The real nuclear order is not built on treaties or moral clarity. It’s built on raw power, ruthless enforcement of strategic interests, and the quiet double standard that defines modern geopolitics. Only certain nations by virtue of military dominance, Western patronage, or convenient silence are permitted to possess the bomb. The rest are shackled by treaties, harassed by sanctions, and bombed into submission if they dare disrupt the carefully guarded status quo.
The irony? The West’s relentless campaign to block Iran’s nuclear potential has arguably made the logic of pursuing a deterrent more attractive than ever. For years, Tehran could point to Ayatollah Khamenei’s fatwa, a religious decree forbidding the development or use of nuclear weapons, as proof of its peaceful intentions a rare ideological barrier to weaponisation that no Western government acknowledged. Instead, Iran was sanctioned, isolated, and attacked regardless.

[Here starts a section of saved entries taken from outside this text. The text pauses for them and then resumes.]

PR #707, opened 2025-06-10
Add `api_id` to the `LeadProvider` model

ethax-ross:
Add the `api_id` - which maps to the `id` in ECF) to the `LeadProvider` model.

Update the `Migrators::LeadProvider` to populate the `api_id` as part of the migration.


ethax-ross:
Closing as review app is bust

PR #720, opened 2025-06-11
[1593] Update registration period migrator

leandroalemao:
### Context

[Issue #1593](https://github.com/DFE-Digital/register-ects-project-board/issues/1593)

We need a migrator for `cohorts` from ECF1 to ECF2 `registration_period`.

Tweak existing migrator that creates and populates a new `RegistrationPeriod` record in RECT for every `Cohort` record in ECF1.


tonyheadford (approved):
LGTM!

app/models/migration/cohort.rb
```diff
@@ -1,4 +1,7 @@
 module Migration
   class Cohort < Migration::Base
+    def next
```
ethax-ross, line 3: I wonder if its worth adding tests for the migration models if we're adding in logic 🤔 I think we did in NPQ reg towards the end. It can be one for another ticket though.

ethax-ross (approved):

cwrw (approved):
🙌

PR #723, opened 2025-06-12
Add parity check models

ethax-ross:
### Context

A parity check will consist of three models; the `Run` which represents the overall 'run', the `Request` of which there will be one per endpoint in the YAML file and the `Response` which will contain the response information for each request.

- Add ParityCheck::Run model

Add the model that will store the overall run; this is mainly used for tracking the active/completed parity checks that have been ran and grouping the runs.

- Add ParityCheck::Request model

A parity check will create multiple `Request` models; these describe the requests that will be made for each parity check run.

- Add ParityCheck::Response model

Each request will create a `Response` model (or multiple responses when we introduce pagination). The responses contain the information about the responses for ECF and RECT.


cwrw (approved):

ethax-ross:
Re-opening as review app is busted

PR #736, opened 2025-06-13
Add expression of interest relationship

### LINKED ISSUE #735: Allow `TrainingPeriod` to be linked to both `ActiveLeadProvider` and `SchoolPartnership`

peteryates:
### Context

The EOI represents the preference shown by a school to work with a lead provider. It's explicitly named 'expression_of_interest' in both the database and the models to avoid confusion between it and the **actual** lead provider that will be linked to a traiing period (via the school partnership).

Fixes #735

### DIFF
--- a/spec/factories/training_period_factory.rb
+++ b/spec/factories/training_period_factory.rb
@@ -3,10 +3,23 @@ FactoryBot.define do
 
   factory(:training_period) do
     for_ect
-    association :school_partnership
+    with_school_partnership
 
     started_on { generate(:base_training_date) }
     finished_on { started_on + 1.day }
+
+    trait :with_school_partnership do
+      association :school_partnership
+    end
+
+    trait :with_expression_of_interest do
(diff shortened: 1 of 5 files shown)


spec/factories/training_period_factory.rb
```diff
@@ -3,11 +3,26 @@
...
+    trait :with_expression_of_interest do
+      association :expression_of_interest, factory: :active_lead_provider
+    end
+
+    trait :with_only_expression_of_interest do
+      school_partnership_id { nil }
+      association :expression_of_interest, factory: :active_lead_provider
+    end
+
+    trait :expression_of
```
mooktakim, line 24: A misstype?

mooktakim (approved):
just one minor comment

spec/factories/training_period_factory.rb
peteryates: Ah yeah, thanks for catching that!

PR #743, opened 2025-06-16
Add migrator for statement adjustments

tonyheadford:
### Context

Add a migrator for ECF `Finance::Adjustment` records. These are attached to a `Statement` and so are dependent on the statement migrator being run beforehand.

There are 2 migrators for this:
1. a migrator that migrates the existing `Finance::Adjustment` records from ECF and creates `Statement::Adjustment` records in RECT
2. a migrator that creates `Statement::Adjustment` records for ECF `Finance::Statement` records that have a non-zero `reconcile_amount`

Statements with a `reconcile_amount` value was how an adjustment was performed prior to the introduction of the adjustment record functionality in ECF. There are only 8 statements with a non-zero `reconcile_amount` value in ECF

I split this into 2 migrators because they are performing different queries against different tables so more difficult to get record counts for the migrator jobs and to combine into 1 migrator without adding a lot of conditional logic and complexity.

If we wanted to combine, it makes more sense to incorporate the "reconcile_amount" migrator into the `Statement` migrator.

Adds 2 migrators:
* one to migrate statement adjustments from ECF to RECT
* one to create new statement adjustments in RECT for ECF statements with reconcile amounts.

### DIFF
--- a/app/migration/migrators/reconcile_adjustment.rb
+++ b/app/migration/migrators/reconcile_adjustment.rb
@@ -19,7 +19,7 @@ module Migrators
 
     def self.reset!
       if Rails.application.config.enable_migration_testing
-        ::StatementAdjustment.connection.execute("TRUNCATE #{::StatementAdjustment.table_name} RESTART IDENTITY CASCADE")
+        ::Statement::Adjustment.connection.execute("TRUNCATE #{::Statement::Adjustment.table_name} RESTART IDENTITY CASCADE")
       end
     end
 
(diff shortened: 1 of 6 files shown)


app/migration/migrators/reconcile_adjustment.rb
```diff
@@ -0,0 +1,41 @@
...
+      statements_with_adjustments.count
+    end
+
+    def self.model
+      # this is really :statement_adjustment but if we use that it won't queue both
+      :reconcile_adjustment
+    end
+
+    def self.statements_with_adjustments
+      Migration::Statement.where.not(reconcile_amount: 0.0)
```
leandroalemao, line 13: Should we exclude statements with adjustments from statements migrator then?

```
def self.statements
  Migration::Statement.where(reconcile_amount: 0.0)
end
```

leandroalemao (approved):

PR #744, opened 2025-06-16
Change time zone in rails to BST/London

cwrw:
### Context

We want to keep database values to the default UTC, however want the time zone to be BST/London time to avoid confusion.

- Change Time zone to London (BST)
- Keep db times at UTC (default)

### Guidance to review

I set the active record `default_timezone` to `:utc` to be explicit however that is the default. Happy to remove it if people think otherwise


peteryates (approved):
Looks good pending failing specs

leandroalemao (approved):

cwrw:
@peteryates I've updated the client and specs, I couldn't find anywhere else this would matter, but let me know if anything comes to mind that needs `utc` conversion

peteryates (approved):
All looks good.

Nowhere else springs to mind, the vast majority is date rather than time focussed.

leandroalemao (approved):

PR #746, opened 2025-06-16
Add `ParityCheckRequestJob`

ethax-ross:
### Context

We want to add a job to process the requests created in the parity check runner. The job will run the request through the client and persist the response.

- Switch `RequestBuilder` to accept `Request`

We can make the interface cleaner by switching to accepting a `request` instead of the underlying `lead_provider` and `endpoint`.

- Return `Response` from `ParityCheck::Client`

Instead of using a hash we can return the `Response` that will otherwise need to be constructed from it.

Switch to accepting `request` instead of `lead_provider` and `endpoint`.

- Add factories for parity check models

Add the factories for parity check models to make the tests easier to setup.

- Add `ParityCheck::RequestHandler`

The request handler will be called with a `Request` which it will hand off to the `Client` and then associate the response and save. This will be called from the `ParityCheckRequestJob`.

- Add `ParityCheckRequestJob`

We will enqueue one of these jobs for each request created in the `Runner`. The job hands off to the `RequestHandler`.

- Enqueue `ParityCheckRequestJob` in `Runner`

Each time we create a new `Request` we want to enqueue a `ParityCheckRequestJob` to process the request.

### Guidance to review

Arguably the job could call the `Client` directly, but I like the idea of having something in between and I expect the `RequestHandler` may end up with more responsibilities.

### DIFF
--- a/app/migration/parity_check/runner.rb
+++ b/app/migration/parity_check/runner.rb
@@ -13,7 +13,8 @@ module ParityCheck
 
       Run.create!(started_at: Time.current).tap do |run|
         lead_providers.to_a.product(endpoints).each do |lead_provider, endpoint|
-          run.requests.create!(lead_provider:, endpoint:)
+          request = run.requests.create!(lead_provider:, endpoint:)
+          ParityCheckRequestJob.perform_later(request_id: request.id)
         end
       end
     end
--- a/spec/migration/parity_check/runner_spec.rb
+++ b/spec/migration/parity_check/runner_spec.rb
@@ -40,6 +40,16 @@ RSpec.describe ParityCheck::Runner do
       )
     end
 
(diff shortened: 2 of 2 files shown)


cwrw (approved):
looks good, although I think we touched on this before around queueing everything at one and that messing with the performance of the endpoint? and possibly the post/put getting muddled/returning different results?

ethax-ross:
> looks good, although I think we touched on this before around queueing everything at one and that messing with the performance of the endpoint? and possibly the post/put getting muddled/returning different results?

Yeah this is something I need to think about; I'll maybe add another ticket for it; I think optimally we could run the GET requests in parallel and the POST/PUT one at a time after all the GETs and that would keep everything consistent for the run. Having it configurable for when we want to do a 'performance' run would be ideal as well so we can run everything serially.

PR #753, opened 2025-06-17
Bulk index page redesign

peterdavidhamilton:
### Context

The claims and outcomes journey have a "history" page for an ABs upload activity


joe-harrison-dfe:
All looks good to me here!

PR #1409, opened 2025-06-10
Fix variable and comment highlighting in `@theme`

thecrypticace:
Fixes #1365
Fixes #1402

PR #1410, opened 2025-06-11
maybe fix windows ci failures

thecrypticace:
Noticed that Windows CI just suddenly started failing in #1409 and have no idea why. All tests pass locally on Windows and do so reasonably quickly so I guess I have to triage this directly on CI 😭


thecrypticace:
It's literally because Windows I/O got like 10x slower. Everything is cloned and installed on the C: drive now instead of D: and pnpm install takes over a minute where it took 7–10s before.

Great…

PR #1425, opened 2025-07-27
Add custom css class from config files to completion

felix-droese:


felix-droese:
@thecrypticace 

thanks for your insight.

How would you benchmark speed?
Should I proceed with this PR and approach or should we close it?

PR #1428, opened 2025-07-31
Match class functions that appear after an opening square bracket

javoscript:
**The problem:**
The lookbehind pattern `(?<=^|[:=,;\s{()])` doesn't include `[` in its character class, so these cases would be missed:

```javascript
const classes = [clsx('btn', 'primary')]  // ❌ "clsx" not matched
const arr = [cn('text-red-500')]          // ❌ "cn" not matched  
```

But these would work:

```javascript
const classes = [ clsx('btn', 'primary')] // ✅ matches (whitespace after [)
const arr = [, cn('text-red-500')]        // ✅ matches (comma before cn)
```

**Why this matters:**
Array contexts are common in modern JavaScript/React for combining classes:

```javascript
const buttonClasses = [clsx(conditionalClasses), baseClasses]
const styles = [cn(variantStyle), defaultStyle]
```

**The Fix:**
The regex should include `[` in the lookbehind character class:

```javascript
/(?<=^|[:=,;\s{()\[])([\p{ID_Start}$_][\p{ID_Continue}$_.]*)[(`]/dgiu
//               ^ add \[ here
```

This would ensure we properly detect class utility functions at the beginning of arrays.

### DIFF
--- a/packages/tailwindcss-language-service/src/util/find.test.ts
+++ b/packages/tailwindcss-language-service/src/util/find.test.ts
@@ -1081,3 +1081,30 @@ test('class functions work inside astro code fences', async ({ expect }) => {
     },
   ])
 })
+
+test('classFunctions are detected inside of arrays in javascript just after opening bracket', async ({ expect }) => {
+  let file = createDocument({
+    name: 'file.js',
+    lang: 'javascript',
+    settings: {
+      tailwindCSS: {
+        classFunctions: ['cn'],
+      },
+    },
+    content: js`
+      const list = [cn('relative')]
+    `,
+  })
+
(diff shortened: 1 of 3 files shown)


javoscript:
**Examples:**

Not working without the space before the bracket:
Screenshot 2025-07-31 at 20 23 10

Working with the space:
Screenshot 2025-07-31 at 20 23 41

thecrypticace (approved):

thecrypticace:
I'd say I can't believe I missed that but… I can. 😅

Thanks! I'll tag a release with the fix tomorrow 👍

PR #1441, opened 2025-08-29
WIP: Various Performance Improvements

joshuaepstein:
- Add caching to workspace scanning
- Add selecting watching, pattern limits to file watching
   - Disabled unnecessary chokidar features (alwaysStat, usePolling)
- Added configurable debounce time and adjustable debounce time via settings to rebuilds (could lead to CPU spikes)
- Added 5 minute intervals for inactive project pruning, enhanced language model cache, added force cleanup, 10 minute inactivity before projet removal

### DIFF
--- a/packages/tailwindcss-language-server/src/language/languageModelCache.ts
+++ b/packages/tailwindcss-language-server/src/language/languageModelCache.ts
@@ -9,6 +9,7 @@ export interface LanguageModelCache<T> {
   get(document: TextDocument): T
   onDocumentRemoved(document: TextDocument): void
   dispose(): void
+  forceCleanup(): void
 }
 
 export function getLanguageModelCache<T>(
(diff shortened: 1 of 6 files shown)


thecrypticace:
I am curious — did you use AI to write this PR? What was the reasoning behind all of these changes? Can you point to actual problems caused in your own projects? If you can you can open an issue there detailing them with a reproduction and we can start there.

1. Calls to `getConfiguration()` *already* hit an internal cache. They don't need to be debounced.
2. `pruneLanguageModelCaches` does nothing but log (also this cleanup already happens)
3. `getProjectLastActivity` *does nothing* in practice. It always considers all projects active.
4. Disabling polling means this doesn't work in docker on anything other than Linux
5. Limiting the watch patterns without any sort of analysis of the patterns means it may miss files
6. `disableCodeLens` and `disableColorDecorators` options are unncessary and already have options that exist that the user can use to disable them called `tailwindCSS.codeLens` and `tailwindCSS.colorDecorators`.
7. You bumped the version number (generally don't do this for projects you don't own — this is the job of a maintainer)
8. There are zero change log entries for this nor readme entries regarding any newly introduced options

I appreciate the sentiment behind the idea of "improve performance" but this isn't how to approach this.

PR #1450, opened 2025-09-04
Support elixir and phoenix heex files in neovim

patryk-s:
In neovim, the newer Phoenix HTML templates are [identified as `heex` files](https://github.com/neovim/neovim/blob/2b421d518faec9e1b0a6d1c46026d2f13f4fb73f/runtime/lua/vim/filetype.lua#L571). Additionally, there can be HTML code within `.ex` files (via `~H""`), which both neovim and VSCode identify as `elixir`.


thecrypticace:
I think treating Elixir as HTML *might* be a bit finicky (ideally we'd detect the code inside ~H"…") but will handle that later if it proves to be an issue.

thecrypticace:
Will be updated in the next release of the language server.

Thr3x:
Does this mean Elixir wasn't even supported? I've been pulling my hair out trying to get intellisense to work with v4 tailwind in elixir files....

thecrypticace:
> Does this mean Elixir wasn't even supported? I've been pulling my hair out trying to get intellisense to work with tailwind v4 in elixir files.... Elixir files worked just fine being detected as HTML with Tailwind v3. @thecrypticace

It was but it depends on the language ID sent to our language server: https://github.com/tailwindlabs/tailwindcss-intellisense/blame/ede2c7d0fb2f0edc8f2cd17bd8c0ca0da1451e35/packages/tailwindcss-language-service/src/util/languages.ts#L21-L23

Note: language IDs are **not** file extensions. They're independent.

Those Elixir languages have been there for a little over 5 years — if the language ID doesn't match or otherwise changed to something else then it won't work.

You can always work around this by using our [`tailwindCSS.includeLanguages`](https://github.com/tailwindlabs/tailwindcss-intellisense?tab=readme-ov-file#tailwindcssincludelanguages) option which can map arbitrary language IDs to one we recognize.

PR #1475, opened 2025-10-06
Add canonical class diagnostics

thecrypticace:
This feature is *off* by default due to performance and memory considerations. It's also possible that this won't even be the final version of this.

We've internally discussed linting per class *list* instead of per class along with some other stuff but getting this here to test.

Tests won't pass in CI until we have at least an insiders build to test with.


pondorasti:
are there any plans for a codemod to autofix canonical warns? 

we have a large monorepo with upwards of hundreds of files that could be automatically cleaned up with the help of a codemod

PR #1508, opened 2025-12-02
Add command to apply all canonical class suggestions at once (#2)

damien-schneider:
Added a command to batch apply all the suggested class changes.


thecrypticace:
This should probably be implemented as a "fix all" code action and not a custom command.

See: https://microsoft.github.io/language-server-protocol/specifications/lsp/3.17/specification/#textDocument_codeAction

Look for `SourceFixAll`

But now, that restraint appears to be eroding. With Israel's latest airstrikes and the West's open endorsement, Iran is reportedly preparing to formally withdraw from the Nuclear Non-Proliferation Treaty (NPT) a seismic decision that, if confirmed, would mark the death knell of decades of diplomatic efforts and signal that the era of self-imposed limitations is over.
Because in this brutal geopolitical landscape, one lesson keeps repeating with cold, ruthless consistency, etched into the pages of modern history: Those without the bomb get bombed. Those with it, don’t.